PR #1123, opened 2024-01-12
#1074 fix bug when editing filters

junaidzm13:
- `onSelectionChange` on `ExpandoCombobox` only gets called when a selection changes, which cause issues when someone tries to select the already selected item from the list dropdown. With this change I've provided a `onListItemSelect` handler which is same as `onSelect` on `List`.
- Also, text selection used to "appear" blank in `ExpandoCombobox` because the background & text both used to change to white on selection. Changed the background color on selection to a shade of blue.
***
Every line above in which the word "when" occurs needs to be copied.

* RESPONSE BOX *
#1074 fix bug when editing filters
- `onSelectionChange` on `ExpandoCombobox` only gets called when a selection changes, which cause issues when someone tries to select the already selected item from the list dropdown. With this change I've provided a `onListItemSelect` handler which is same as `onSelect` on `List`.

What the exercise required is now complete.